*Action item*.
Entries follow. Give back exactly the lines starting at the one containing "Issue #2632, opened 2026-05-03" and ending at the one containing "ae4739f3 | **fail** |", and no other lines.

Data to examine section start

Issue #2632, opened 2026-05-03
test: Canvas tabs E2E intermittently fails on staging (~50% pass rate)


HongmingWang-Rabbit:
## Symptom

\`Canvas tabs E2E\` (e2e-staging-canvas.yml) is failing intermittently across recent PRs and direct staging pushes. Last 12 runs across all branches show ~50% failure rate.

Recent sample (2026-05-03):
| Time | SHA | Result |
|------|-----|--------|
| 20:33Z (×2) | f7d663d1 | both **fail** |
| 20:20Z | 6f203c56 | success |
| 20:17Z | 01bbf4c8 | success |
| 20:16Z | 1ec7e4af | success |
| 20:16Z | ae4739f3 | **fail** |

Data to examine section end
Data to examine section start

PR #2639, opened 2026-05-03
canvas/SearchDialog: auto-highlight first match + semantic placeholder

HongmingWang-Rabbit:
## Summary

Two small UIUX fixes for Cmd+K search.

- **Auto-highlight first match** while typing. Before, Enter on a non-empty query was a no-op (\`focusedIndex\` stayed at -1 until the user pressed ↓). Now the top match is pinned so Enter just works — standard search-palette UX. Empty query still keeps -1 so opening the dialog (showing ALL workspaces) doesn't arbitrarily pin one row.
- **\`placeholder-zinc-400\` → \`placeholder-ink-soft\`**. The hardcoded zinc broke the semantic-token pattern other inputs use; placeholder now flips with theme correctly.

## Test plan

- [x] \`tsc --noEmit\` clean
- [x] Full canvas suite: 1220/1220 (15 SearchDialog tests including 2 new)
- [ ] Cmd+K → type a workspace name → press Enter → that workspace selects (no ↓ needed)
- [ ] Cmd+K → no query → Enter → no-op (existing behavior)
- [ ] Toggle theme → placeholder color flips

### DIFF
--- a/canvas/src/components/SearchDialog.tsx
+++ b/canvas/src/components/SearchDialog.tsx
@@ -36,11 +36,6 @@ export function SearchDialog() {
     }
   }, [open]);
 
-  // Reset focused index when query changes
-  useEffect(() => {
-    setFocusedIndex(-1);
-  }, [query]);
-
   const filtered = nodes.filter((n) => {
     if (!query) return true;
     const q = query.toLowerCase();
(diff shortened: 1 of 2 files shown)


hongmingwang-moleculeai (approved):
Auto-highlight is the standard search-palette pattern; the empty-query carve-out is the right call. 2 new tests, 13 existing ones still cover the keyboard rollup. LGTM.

Data to examine section end

*Task result*.
Issue #2632, opened 2026-05-03
test: Canvas tabs E2E intermittently fails on staging (~50% pass rate)


HongmingWang-Rabbit:
## Symptom

\`Canvas tabs E2E\` (e2e-staging-canvas.yml) is failing intermittently across recent PRs and direct staging pushes. Last 12 runs across all branches show ~50% failure rate.

Recent sample (2026-05-03):
| Time | SHA | Result |
|------|-----|--------|
| 20:33Z (×2) | f7d663d1 | both **fail** |
| 20:20Z | 6f203c56 | success |
| 20:17Z | 01bbf4c8 | success |
| 20:16Z | 1ec7e4af | success |
| 20:16Z | ae4739f3 | **fail** |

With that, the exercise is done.